First, we need a private field that holds the CSVRecord list from the csv file. We create a constructor and pass the CSVRecord list from builder to the class field. For builder, we have all we need in BaseBuilder so we only need to include the two minimal methods as shown. In the build() method, we take advantage of CSVParser to get the record of each CSV file and put them in CSVRecord list.

public class CSVDataset extends RandomAccessDataset {

    private final List<CSVRecord> csvRecords;

    private CSVDataset(Builder builder) {
        super(builder);
        csvRecords = builder.csvRecords;
    }
    ...
    public static final class Builder extends BaseBuilder<Builder> {
        List<CSVRecord> csvRecords;

        @Override
        protected Builder self() {
            return this;
        }

        CSVDataset build() throws IOException {
            String csvFilePath = "path/malicious_url_data.csv";
            try (Reader reader = Files.newBufferedReader(Paths.get(csvFilePath));
                 CSVParser csvParser =
                    new CSVParser(
                        reader,
                        CSVFormat.DEFAULT
                            .withHeader("url", "isMalicious")
                            .withFirstRecordAsHeader()
                            .withIgnoreHeaderCase()
                            .withTrim())) {
                 csvRecords = csvParser.getRecords();
            }
            return new CSVDataset(this);
        }
    }

}
  1. Prepare

As mentioned, in this example we are taking advantage of CSVParser to prepare the data for us. To prepare the data on our own, we use the prepare() method. Normally here we would load or create any data for our dataset and then save it in one of the private fields previously created. This prepare() method is called everytime we call getData() so in every case we want to only load the data once, we use a boolean variable called prepared to check if it has previously been loaded or prepared.

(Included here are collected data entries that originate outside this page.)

Issue #28, opened 2016-02-02
Engagement data collection


oyiptong:
Implement code in add-on to send messages to data-pipeline.

Maybe start with a few messages add-on side, we can do content in a follow-up ticket

oyiptong:
* Number of newtab opens per user

oyiptong:
* scroll depth

k88hudson:
@oyiptong @emtwo to clarify

oyiptong:
following a meeting with @nchapman, @tspurway jotted down some notes in #27.

The pings should be as follows:

When a user opens a newtab page, we make note of the time (start a counter).

We then capture an exit condition:

1. a user clicks on a link
2. a user enters something in the url bar and hits enter
3. a user closes the tab

In case #1, when that happens, we want to record:

1. the maximum scroll depth reached
2. the y-position of the link in px
3. the type of link they clicked (top sites, bookmark, etc)
4. the time they spent on the page

in case #2 we only want to record an impression, but that they used the URL bar

in case #3 we only want to record an impression, but that they closed it

There may be more things to record, or more use cases, but this should give a good idea

PR #127, opened 2016-02-17
feature(addon): #28 Tab open time data collection.

emtwo:
r? @oyiptong @k88hudson

### DIFF
--- a/lib/TabTracker.js
+++ b/lib/TabTracker.js
@@ -1,0 +1,103 @@
+const tabs = require("sdk/tabs");
+const ss = require("sdk/simple-storage");
+
+function TabTracker(trackableURLs) {
+  if (!ss.storage.tabData) {
+    ss.storage.tabData = {};
+  }
+  for (let trackableURL of trackableURLs) {
+    if (!ss.storage.tabData[trackableURL]) {
+      ss.storage.tabData[trackableURL] = {};
+    }
+  }
+  this._trackableURLs = trackableURLs;
+  this.onOpen = this.onOpen.bind(this);
+  tabs.on("open", this.onOpen);
+}
+
+TabTracker.prototype = {
+  _openTabs: [],
+
+  uninit: function() {
+    for (let tab of this._openTabs) {
+      tab.removeListener("ready", this.logReady);
+      tab.removeListener("activate", this.logActivate);
+      tab.removeListener("deactivate", this.logDeactivate);
+      tab.removeListener("close", this.logDeactivate);
+    }
+    tabs.removeListener("open", this.onOpen);
+  },
+
+  isActivityStreamsURL: function(URL) {
+    return this._trackableURLs.indexOf(URL) !== -1;
+  },
+
+  getLastActivation: function(tab) {
+    if (!ss.storage.tabData[tab.url] || !ss.storage.tabData[tab.url][tab.id]) {
+      return null;
+    }
+    let activations = ss.storage.tabData[tab.url][tab.id].activations;
+    return activations[activations.length - 1];
+  },
+
+  navigateAwayFromPage: function(tab) {
+    if (!ss.storage.tabData[tab.url][tab.id]) {
+      // We're navigating away from an activity streams page that
+      // didn't even load yet. Let's say it's been active for 0 seconds.
+      ss.storage.tabData[tab.url][tab.id] = {activations: [{startTime: Date.now(), totalTime: 0}]};
+      return;
+    }
+    let lastElement = this.getLastActivation(tab);
+    if (lastElement && lastElement.startTime) {
+      lastElement.totalTime = (Date.now() - lastElement.startTime) / 1000;
+    }
+  },
+
+  logReady: function(tab) {
+    if (this.isActivityStreamsURL(tab.url)) {
+      if (!ss.storage.tabData[tab.url][tab.id]) {
+        ss.storage.tabData[tab.url][tab.id] = {activations: []};
+      } else if (!this.getLastActivation(tab).totalTime) {
+        // The page content has been reloaded but a total time wasn't set.
+        // This is due to a page refresh. Let's set the total time now.
+        this.navigateAwayFromPage(tab);
+      }
+      this.logActivate(tab);
+      return;
+    }
+    // We loaded a URL other than activity streams. If the last open URL
+    // in this tab was activity streams (totalTime hasn't been set yet),
+    // then update its state.
+    let lastElement = this.getLastActivation(tab);
+    if (lastElement && !lastElement.totalTime) {
+      this.navigateAwayFromPage(tab);
+    }
+  },
+
+  logActivate: function(tab) {
+    if (this.isActivityStreamsURL(tab.url)) {
+      ss.storage.tabData[tab.url][tab.id].activations.push({startTime: Date.now()});
+    }
+  },
+
+  logDeactivate: function(tab) {
+    if (this.isActivityStreamsURL(tab.url)) {
+      this.navigateAwayFromPage(tab);
+    }
+  },
+
+  onOpen: function(tab) {
+    this._openTabs.push(tab);
+
+    this.logReady = this.logReady.bind(this);
+    this.logActivate = this.logActivate.bind(this);
+    this.logDeactivate = this.logDeactivate.bind(this);
+
+    tab.on("ready", this.logReady);
+    tab.on("activate", this.logActivate);
+    tab.on("deactivate", this.logDeactivate);
+    tab.on("close", this.logDeactivate);
+  },
+};
+
+exports.TabTracker = TabTracker;
--- a/lib/main.js
+++ b/lib/main.js
@@ -15,6 +15,7 @@ Object.assign(exports, {
 
     // options.loadReason can be install/enable/startup/upgrade/downgrade
     PlacesProvider.links.init();
+    options.telemetry = false;
     exports.app = new ActivityStreams(options);
   },
 
--- a/test/test-TabTracker.js
+++ b/test/test-TabTracker.js
@@ -1,0 +1,123 @@
+"use strict";
+
+const {before, after} = require("sdk/test/utils");
+const tabs = require("sdk/tabs");
+const ss = require("sdk/simple-storage");
+const {setTimeout} = require("sdk/timers");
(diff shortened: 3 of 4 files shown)


lib/TabTracker.js
```diff
@@ -0,0 +1,89 @@
...
+    }
+    // We loaded a URL other than our newtab. If this tab had our newtab
+    // open before, then update its state.
+    if (ss.storage.tabData[tab.id]) {
+      this.navigateAwayFromNewtab(tab);
+    }
+  },
+
+  logActivate: function(tab) {
+    if (tab.url == NEWTAB_URL) {
```
pdehaan: nit: `===`
(same w/ lines 63 and 69 below)

test/test-TabTracker.js
```diff
@@ -0,0 +1,113 @@
+"use strict";
+
+const {before, after} = require("sdk/test/utils");
+const tabs = require("sdk/tabs");
+const ss = require("sdk/simple-storage");
+const {setTimeout} = require("sdk/timers");
+const {TabTracker} = require("lib/TabTracker");
+
+const NEWTAB_URL = "resource://activity-streams/data/content/activity-streams.html#/";
```
pdehaan: Nit: this is duplicated in this file and the previous file. Not sure if it is worth exporting from one file and sharing, or trying to shim into webpack config or something.

test/test-TabTracker.js
```diff
@@ -0,0 +1,113 @@
...
+  assert.ok(secondsOpen >= 5, "The tab should have stayed open for at least 5 seconds");
+};
+
+exports.test_TabTracker_reactivating = function*(assert) {
+  let openTabs = [];
+
+  let tabsOpenedPromise = new Promise(resolve => {
+    let onOpen = function(tab) {
+      openTabs.push(tab);
+      if (openTabs.length == 2) {
```
pdehaan: nit: `===`

lib/TabTracker.js
```diff
@@ -0,0 +1,89 @@
+const tabs = require("sdk/tabs");
+const ss = require("sdk/simple-storage");
+
+const NEWTAB_URL = "resource://activity-streams/data/content/activity-streams.html#/";
```
oyiptong: Do not hardcode the url here. Please obtain it from `ActivityStreams`

lib/TabTracker.js
```diff
@@ -0,0 +1,89 @@
...
+
+const TabTracker = {
+  _openTabs: [],
+
+  init: function() {
```
oyiptong: If you need an init function, have you considered making TabTracker an object?

i.e.
```javascript
function TabTracker(options = {}) {
 ...
};

TabTracker.prototype = {
 ...
}
```
That would also obviate the need to do the function binding: `this.onOpen = this.onOpen.bind(this);`

lib/TabTracker.js
```diff
@@ -0,0 +1,89 @@
...
+    this.onOpen = this.onOpen.bind(this);
```
oyiptong: I have to look at what `this` is bound to, but this is used elsewhere in the code. Is that even necessary?

lib/TabTracker.js
```diff
@@ -0,0 +1,89 @@
...
+    tabs.on("open", this.onOpen);
+    if (!ss.storage.tabData) {
+      ss.storage.tabData = {};
+    }
+  },
+
+  uninit: function() {
+    for (let i in this._openTabs) {
+      let tab = this._openTabs[i];
+      tab.removeListener("pageshow", this.logShow);
```
oyiptong: The listener won't actually be removed. This is a bug elsewhere in the code as well.

if a listener was registered with e.g. `this.logShow.bind(this)`, when `removeListener` is invoked, `this.logShow === this.logShow.bind(this) === false `, i.e. it won't get removed

lib/TabTracker.js
```diff
@@ -0,0 +1,89 @@
...
+      // We're navigating away from a newtab that didn't even load yet.
+      // Let's say it's been active for 0 seconds.
+      ss.storage.tabData[tab.id] = {activations: [{startTime: Date.now(), totalTime: 0}]};
+      return;
+    }
+    let activations = ss.storage.tabData[tab.id].activations;
+    let lastElement = activations[activations.length - 1];
+    if (lastElement.startTime && !lastElement.totalTime) {
+      lastElement.totalTime = (Date.now() - lastElement.startTime) / 1000;
+    }
```
oyiptong: we might want to `Cu.reportError` or `console.warn` in case `totalTime` is not falsey. It means this callback has been called multiple times

lib/TabTracker.js
```diff
@@ -0,0 +1,89 @@
...
+  },
+
+  logShow: function(tab) {
```
oyiptong: nit: logPageShow ?

lib/TabTracker.js
```diff
@@ -0,0 +1,89 @@
...
+    if (tab.url == NEWTAB_URL) {
+      ss.storage.tabData[tab.id] = {
+        activations: [{startTime: Date.now()}]
```
oyiptong: won't this clobber the past activations?

in `navigateAwayFromNewtab`, line 36, you get the lastElement. I assume you made the activations key an array so you could buffer activations in case the data hasn't been sent out.

But this code makes it so that if you reload the activitystreams page, the activations array gets clobbered.

lib/TabTracker.js
oyiptong: Also, it's not newtab, but rather, activity streams page

oyiptong: Actually, let me refine my comment:

we have 2 urls we care about, the "activity streams" page and the "newtab" page. We want to track engagement on both separately.

@k88hudson can advise how the URLs differ

lib/TabTracker.js
oyiptong: Ah, upon reload, the `activate` event is triggered instead?

lib/TabTracker.js
oyiptong: We also want to send out an observer notification, so that an eventual data uploader can respond to a finished interaction and send the data out.

test/test-TabTracker.js
oyiptong: I think it should be exported from an `ActivityStreams` instance, as parameter (getter?)

oyiptong: Also, will the default `ActivityStreams` object be initialized in the test?

test/test-TabTracker.js
```diff
@@ -0,0 +1,113 @@
...
+
+exports.test_TabTracker_open_close_tab = function*(assert) {
+  let tabClosedPromise = new Promise(resolve => {
+    let onOpen = function(tab) {
+      setTimeout(function() {
+        tab.close(() => {
+          tabs.removeListener("pageshow", onOpen);
+          resolve();
+        });
+      }, 5000);
```
oyiptong: Can we wait until the document has loaded instead of a `setTimeout` of 5 seconds? That makes testing very slow

test/test-message-passing.js
```diff
@@ -4,11 +4,13 @@ const test = require("sdk/test");
 const tabs = require("sdk/tabs");
 const {ActivityStreams} = require("lib/ActivityStreams");
 const httpd = require("./lib/httpd");
+const {TabTracker} = require("lib/TabTracker");
```
oyiptong: what does `TabTracker` init do in this test?

lib/TabTracker.js
emtwo: Indeed, that's why I have the following line of code when init-ing,  to avoid that bug:
`this.logShow = this.logShow.bind(this);`

It may not be necessary if I use a TabTracker object.

oyiptong: Ah! nice workaround

lib/main.js
```diff
@@ -15,6 +16,7 @@ Object.assign(exports, {
 
     // options.loadReason can be install/enable/startup/upgrade/downgrade
     PlacesProvider.links.init();
+    TabTracker.init();
```
oyiptong: Can we do that init in ActivityStreams with an optional parameter?
Something like {telemetry: true}, where telemetry is enabled via a pref

oyiptong: addon-pref that is

test/test-TabTracker.js
oyiptong: Let's leave the pref to another bug. For now, a telemetry parameter passed to `Activitystreams` that doesn't init TabTracker at all is great.

lib/main.js
oyiptong: Let's leave the pref to another bug. For now, a telemetry parameter passed to Activitystreams that doesn't init TabTracker at all is great.

test/test-TabTracker.js
emtwo: I was actually waiting 5 seconds to test that `totalTime` is set to a non-zero value. But waiting for page load and immediately closing might still end up with 0 `totalTime`. How about 10ms instead of 5000?

oyiptong: 10ms is great!

oyiptong: how about DOMContentLoaded? will it be zero if you can do that?

oyiptong: To be clear, I think 10ms is fine. Was just curious about a DOMContentLoaded event and the result of totalTime

lib/TabTracker.js
emtwo: It's not necessarily an error if `navigateAwayFromNewtab` gets called more than once for a given tab. Loading a new URL twice in a tab that once had activity streams open will trigger`navigateAwayFromNewtab` ... I think instead I'll avoid`navigateAwayFromNewtab` from being triggered more than once and add a comment.

oyiptong:
r+

lib/main.js
```diff
@@ -15,6 +15,7 @@ Object.assign(exports, {
 
     // options.loadReason can be install/enable/startup/upgrade/downgrade
     PlacesProvider.links.init();
+    options.telemetry = true;
```
oyiptong: Nit: Can you please turn it off by default?
We don't have means to send the data yet, which means they will just accumulate in simple storage.
Let's turn it on by default once we can send the data.

This code is still useful because it is probably foundational for all other telemetry.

Since we don't have to prepare any data on our own for this example, we only have to override it.

@Override
public void prepare(Progress progress) {}

There are great examples in our basicdataset folder that show use cases for prepare().

  1. Getter

The getter returns a Record object which contains encoded inputs and labels. Here, we use simple encoding to transform the url String to an int array and create a NDArray on top of it. The reason why we use NDList here is that you might have multiple inputs and labels in different tasks.

@Override
public Record get(NDManager manager, long index) {
    // get a CSVRecord given an index
    CSVRecord record = csvRecords.get(Math.toIntExact(index));
    NDArray datum = manager.create(encode(record.get("url")));
    NDArray label = manager.create(Float.parseFloat(record.get("isMalicious")));
    return new Record(new NDList(datum), new NDList(label));
}
  1. Size

The number of records available to be read in this Dataset. Here, we can directly use the size of the List.

@Override
public long availableSize() {
    return csvRecords.size();
}

Done! Now, you can use the CSVDataset with the following code snippet:

CSVDataset dataset = new CSVDataset.Builder().setSampling(batchSize, false).build();
for (Batch batch : dataset.getData(model.getNDManager())) {
    // use head to get first NDArray
    batch.getData().head();
    batch.getLabels().head();
    ...
    // don't forget to close the batch in the end
    batch.close();
}

Full example code could be found in CSVDataset.java.